Another problem I encountered was forgetting to turn off the server when the job has finished. The job could run for many hours, but I didn't want to have to login to turn it off. I ended up creating another web service that turns off the server if no users are logged in and the load is low. This check runs every 30 minutes.
Because it was easy to add, this service also stores metrics like users logged in, load, memory usage every minute.
#[tokio::main]
async fn main() -> Result<(), JobSchedulerError> {
let sched = JobScheduler::new().await?;
let conn = Connection::open("database.db").unwrap();
conn.execute(
"CREATE TABLE IF NOT EXISTS metrics (
id INTEGER PRIMARY KEY,
datetime TEXT NOT NULL,
users TEXT,
five_min_load TEXT,
used_memory TEXT
)",
(),
)
.unwrap();
let conn_mutex = Mutex::new(conn);
sched
.add(Job::new("0,30 * * * * *", |_uuid, _l| {
let load: f32 = get_load().parse().expect("couldn't parse load");
let current_users = get_users();
let now = Utc::now().to_rfc3339();
if current_users.len() == 0 && load <= 0.001 {
println!(
"datetime: {}, msg: shutting down, len current_users: {}, load: {}",
now,
current_users.len(),
load
);
Command::new("sudo")
.arg("poweroff")
.spawn()
.expect("Unable to poweroff");
}
})?)
.await?;
sched
.add(Job::new("0 * * * * *", move |_uuid, _l| {
let five_min_load = get_load();
let current_users = get_users();
let used_memory = get_used_memory();
let now = Utc::now().to_rfc3339();
let conn = conn_mutex.lock();
match conn {
Ok(c) => {
c.execute(
"INSERT INTO metrics (datetime, users, five_min_load, used_memory) VALUES (?1, ?2, ?3, ?4)",
(&now, ¤t_users, &five_min_load, &used_memory),
).expect("Failed to insert into db");
},
Err(_) => println!("datetime: {}, error: unable to lock db mutex", now),
}
println!(
"datetime: {}, memory: {}, current_users: {}, load: {}",
now, used_memory,current_users,five_min_load
);
})?)
.await?;
sched.start().await?;
loop {
tokio::time::sleep(Duration::from_secs(10)).await;
}
}
Researcher friend needed granular power usage stats for her research. So I researched into IOT plugs with flashable OSS firmwares and power monitoring. The Sonoff S31 was available for $8 and has screw based disassembly. You can flash it with an ESP8266/ESP32 firmware called Tasmota.

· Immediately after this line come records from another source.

PR #338, opened 2018-03-28
Fixes #22934 - work directories are being cleaned up now

witlessbird:


lib/foreman_remote_execution_core/script_runner.rb
```diff
@@ -120,7 +121,12 @@ def with_disconnect_handling
     end
 
     def close
+      run_sync("rm -rf #{remote_command_dir}") unless @session.nil? || @session.closed?
```
adamruzicka: We should put the path into quotes, so the users won't wipe their systems if they set remote_working_dir to something with a space

witlessbird:
* Put remote working directory name in quotes for its removal during cleanup

witlessbird:
* fixed style-related issues

iNecas:
Tested and works well. Would you mind adding rex settings to determine, wether to use this behavior (default to `true`), It still might be useful to be able to turn off the cleaning temporary, especially for debugging purposes.

adamruzicka:
Tested and works well with the default runner. Agree with making this configurable

When using `PollingScriptRunner`, it leaves the directory behind because the session gets destroyed at the end of `#refresh`. I guess the directories would need to be deleted somewhere around here[1]. It would be nice if both runner behaved the same.

[1] - https://github.com/theforeman/foreman_remote_execution/blob/master/lib/foreman_remote_execution_core/polling_script_runner.rb#L47

witlessbird:
* added a setting controlling the cleanup
* added cleanup in polling script runner

Please note I cannot test the changes atm, as I have issues with my test environment (pls. see http://projects.theforeman.org/issues/23156).

witlessbird:
* rebased

app/models/remote_execution_provider.rb
```diff
@@ -44,6 +44,11 @@ def effective_user_method(host)
       method
     end
 
+    def cleanup_working_dirs?(host)
+      setting = host_setting(host, :remote_execution_cleanup_working_dirs)
+      ['true', 'True', 'TRUE', '1'].include?(setting)
```
adamruzicka: When the value gets taken from global settings it is a `TrueClass` or `FalseClass`, not `String` and this check then returns `false`. Setting the value on a host level seems to work correctly

witlessbird:
* fixed ```RemoteExecutionProvider.cleanup_working_dirs?``` to correctly handle boolean-valued setting.

adamruzicka:
Needs a rebase

witlessbird:
* rebased

app/models/setting/remote_execution.rb
```diff
@@ -67,7 +67,11 @@ def self.load_defaults
         self.set('remote_execution_workers_pool_size',
                  N_('Amount of workers in the pool to handle the execution of the remote execution jobs. Restart of the dynflowd/foreman-tasks service is required.'),
                  5,
-                 N_('Workers pool size'))
+                 N_('Workers pool size')),
+        self.set('remote_execution_cleanup_working_dirs',
+                 N_('When enabled, working directories will be removed after task completion.'),
```
iNecas: As in other settings options that can be overridden via params, we should mention something like 'You may override this per host by setting a parameter called remote_execution_cleanup_working_dirs.`

witlessbird:
* fixed failing test
* updated help note for ```remote_execution_cleanup_working_dirs``` parameter.

As a side note, we probably should replace "may"s with "can"s in those notes. The former is about permissibility of an action (although in more formal settings), while the latter is about an ability to do something (but is ok to use in "permission" sense these days too).

adamruzicka:
Thanks @witlessbird, @iNecas !

PR #339, opened 2018-03-29
Fixes #22974 - store feature coming via form

ares:
The problem here is that the hidden is under `job_invocation` key so feature was always ignored when user went through the form.


iNecas:
Makes sense. Thanks @ares

PR #340, opened 2018-04-02
Fixes #23089 - drop dynflow dependency

jlsherrill:


foreman_remote_execution.gemspec
```diff
@@ -24,7 +24,6 @@ Gem::Specification.new do |s|
   s.extra_rdoc_files = Dir['README*', 'LICENSE']
 
   s.add_dependency 'deface'
-  s.add_dependency 'dynflow', '~> 0.8.26'
   s.add_dependency 'foreman_remote_execution_core'
   s.add_dependency 'foreman-tasks', '~> 0.12'
```
stbenjam: I believe you'll need to change this, too.

jlsherrill: I don't think its strictly necessary is it?

stbenjam: Oh right, I hate `~>`

jlsherrill:
kicked off tests here:  http://ci.theforeman.org/job/test_plugin_pull_request/4852/

adamruzicka:
I'm slightly against this change. We sometimes use the dependency to state "we need at least this version of Dynflow because it gives us feature X, which we directly use in the plugin". Loosening the constraint to Foreman's `>=1.0.0 & < 2.0.0` wouldn't really help with it. Or am I missing something?

mmoll:
The background was to assume that _rex doesn't use dynflow directly, but only via -tasks.

iNecas:
:-1: I agree with @adamruzicka, it's not just about the tasks providing that, but sometimes, rex needs a specific feature of Dynflow that others don't need. Keeping this dependency is just cleaner way how to make sure we have the right version

foreman_remote_execution.gemspec
iNecas: If the goal is to mineralize the amount of work, when dynflow raises major version, I'm for using `>= 0.8.26`, just to indicate what is the minimal version, and leaving the `~>` style in foreman only

dLobatog:
@jlsherrill since there's some debate about removing this, can you update the PR to have the same dependency as foreman (> 1.0 < 2.0) instead of removing it? It would unblock tests in any projects that depend on REX or tasks - such as Foreman Ansible or Katello.

iNecas:
I wanted to get this updates as part of https://github.com/theforeman/foreman_remote_execution/pull/330, but no issues with getting this in faster.

dLobatog:
Can you make a release with this? Just a gem release is enough, no need for packages -> http://ci.theforeman.org/job/test_plugin_matrix/5069/database=mysql,ruby=2.4,slave=fast/console

iNecas:
rex 1.5.0 pushed to rubygems to unblock the ansible plugin

ekohl:
It'd have been cleaner if the title was modified to mention it just updates the dependency.

PR #342, opened 2018-04-04
Fixes #21731 - sudo can be used with passwords now

witlessbird:


witlessbird:
* rebased

lib/foreman_remote_execution_core/script_runner.rb
```diff
@@ -213,7 +237,7 @@ def run_sync(command, stdin = nil)
           started = true
         end
       end
-      session.process(0) until started
+      session.loop(0.1) { !started || (use_sudo_password? && !password_sent) }
```
iNecas: When testing, I got the script stuck here, because some commands were actually not using `sudo` (the run_sync is in rex used mostly for preparing the execution environment, while the sudo is being used just to run the actual user script. 

What was the reason to actually change the original line here (as well as in `run_async` method?). It seems that when I reverted this particular changes, the things started working.

witlessbird: I wasn't sure when run_sync is used and mirrored the changes in run_async. I suppose calling ```session.process``` in a loop is sufficient, but I'm curious now why ```session.loop``` gets stuck, as it is *almost* the same.

iNecas: I think it's not about the `loop, but about the actual condition `(use_sudo_password? && !password_sent)` as when `sudo` is not used in the command, it would never be true.

OT: why do you prefer `loop(0.1)` over `process(0)`? Performance?

witlessbird: > I think it's not about the loop, but about the actual condition(use_sudo_password? && !password_sent)as whensudo` is not used in the command, it would never be true.

Hmm. The whole expression ```!started || (use_sudo_password? && !password_sent)``` will evaluate to false (which is when the loop is terminated) once the ```started``` flag switched to ```true``` though?

> OT: why do you prefer loop(0.1) over process(0)? Performance?

It looks to me that loop makes calls ```process(0)``` one more time after the loop terminates. I'm not sure about the exact reasoning for this, but my guess is that eliminates/lowers the chance of losing incoming/outgoing data (which is only received from/sent onto the wire when ```process``` is called).

adamruzicka:
Would it make sense to have this also exposed in the job invocation form so the user can set the sudo password on a per-job basis the same way as we do for ssh password and key passphrase?

witlessbird:
> Would it make sense to have this also exposed in the job invocation form so the user can set the sudo password on a per-job basis the same way as we do for ssh password and key passphrase?

I think it would be consistent to do so. I am curious however, why ssh password/key passphrase are exposed -- they probably don't change much (if at all) and are tied to the host?

iNecas:
Although I agree that this is more of an corner case, still I think it would make sense to provide this option for some cases, where one would for some reason needed to have non-unified infrastructure.

witlessbird:
* updated tests

iNecas:
Rubocop is not happy

lib/foreman_remote_execution_core/script_runner.rb
```diff
@@ -7,30 +7,116 @@
...
+
+      user_method = if effective_user.nil? || effective_user == ssh_user
+                      NoopUserMethod.new
+                    elsif effective_user_method == 'sudo'
+                      SudoUserMethod.new(options.fetch(:effective_user, nil),
+                                         options.fetch(:ssh_user, 'root'),
+                                         options.fetch(:secrets, {}).fetch(:sudo_password, nil))
+                    elsif effective_user_method == 'su'
+                      SuUserMethod.new(options.fetch(:effective_user, nil),
+                                       options.fetch(:ssh_user, 'root'))
```
adamruzicka: Why not reuse the `effective_user` and `ssh_user` extracted on lines 102 and 103?

app/views/job_invocations/_form.html.erb
```diff
@@ -93,6 +93,7 @@
     <div class="advanced hidden">
       <%= password_f f, :password, :placeholder => '*****', :label => _('Password'), :label_help => N_('Password is stored encrypted in DB until the job finishes. For future or recurring executions, it is removed after the last execution.') %>
       <%= password_f f, :key_passphrase, :placeholder => '*****', :label => _('Private key passphrase'), :label_help => N_('Key passhprase is only applicable for SSH provider. Other providers ignore this field. <br> Passphrase is stored encrypted in DB until the job finishes. For future or recurring executions, it is removed after the last execution.') %>
+      <%= password_f f, :sudo_password, :placeholder => '*****', :label => _('Sudo password'), :label_help => N_('Key passhprase is only applicable for SSH provider. Other providers ignore this field. <br> Passphrase is stored encrypted in DB until the job finishes. For future or recurring executions, it is removed after the last execution.') %>
```
adamruzicka: The label help should be different from the one for private key passphrase

lib/foreman_remote_execution_core/script_runner.rb
```diff
@@ -7,30 +7,116 @@
...
+                    else
+                      raise "effective_user_method ''#{@effective_user_method}'' not supported"
```
adamruzicka: Double single quotes?

lib/foreman_remote_execution_core/script_runner.rb
```diff
@@ -167,9 +253,14 @@ def settings
...
       raise 'Async command already in progress' if @started
       @started = false
+      @user_method.reset
+
       session.open_channel do |channel|
         channel.request_pty
-        channel.on_data { |ch, data| publish_data(data, 'stdout') }
+        channel.on_data do |ch, data|
+          publish_data(data, 'stdout')
+          @user_method.on_data(data, ch)
```
adamruzicka: With this change the password prompt shows up in the jobs output. Maybe it would be nice if this method consumed the output if it matches?

app/views/job_invocations/_form.html.erb
witlessbird: Updated the label.

lib/foreman_remote_execution_core/script_runner.rb
witlessbird: Added filtering out of passwords in job output

adamruzicka:
Needs a rebase

witlessbird:
*rebased

iNecas:
@adamruzicka any other comments?

adamruzicka:
Needs another rebase

witlessbird:
*rebased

This was a great video on how to flash the plug, but I encountered some bugs.
Neither the PI Pico debug probe, nor RPI1 Model A (I was desperate) could detect / program the device with esptool. Adafruit FTDI Friend ended up working. I suspect that part of the problem was a slight protocol incompatibility or not enough power supplied to the plug when flashing it.

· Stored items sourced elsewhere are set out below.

PR #343, opened 2018-04-06
Refs #21457 - Provide the expected interface in the base model

ekohl:
f9d116105f70041f639f23675884d7e43ad9a1be started to depend on these methods being present in the base model. This ensures it doesn't crash when providers don't implement these methods.

### DIFF
--- a/app/models/remote_execution_provider.rb
+++ b/app/models/remote_execution_provider.rb
@@ -72,5 +72,9 @@ class RemoteExecutionProvider
     def host_setting(host, setting)
       host.params[setting.to_s] || Setting[setting]
     end
+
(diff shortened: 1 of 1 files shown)


adamruzicka:
Please make the :dog: happy. Also could you please prefix the arguments with an underscore?

ekohl:
Updated

ekohl:
Btw, I did consider using a default implementation `host_setting(host, :remote_execution_ssh_password)` but decided against it because I couldn't see the bigger picture and if we could rely on that.

iNecas:
Thanks, Mr. J. agrees as well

Once flashed, the plug couldn't connect to the wifi network. I ended up needing to have separate SSIDs for 2.5g and 5g wifi. Once I did that, the plug worked fine.
To enable power monitoring, you also need to go into the module config and select Sonoff S31, which has the right configuration for power monitoring and not just turning the plug on and off remotely.
curl http://LOCALPLUGIP/cm?cmnd=Status%208 ends up returning this json which has all of the necessary stats!
{
"StatusSNS": {
"Time": "2024-06-11T04:45:41",
"ENERGY": {
"TotalStartTime": "2024-06-02T02:57:06",
"Total": 5.078,
"Yesterday": 0.438,
"Today": 0.007,
"Power": 1,
"ApparentPower": 12,
"ReactivePower": 12,
"Factor": 0.12,
"Voltage": 119,
"Current": 0.098
}
}
}
Overall, I'd recommend running a GPU server for yourself, especially if you find some good deals. It can be cheaper and more performant over time than renting compute by the hour (looking at you AWS) depending on your workload. Plus, more fun too.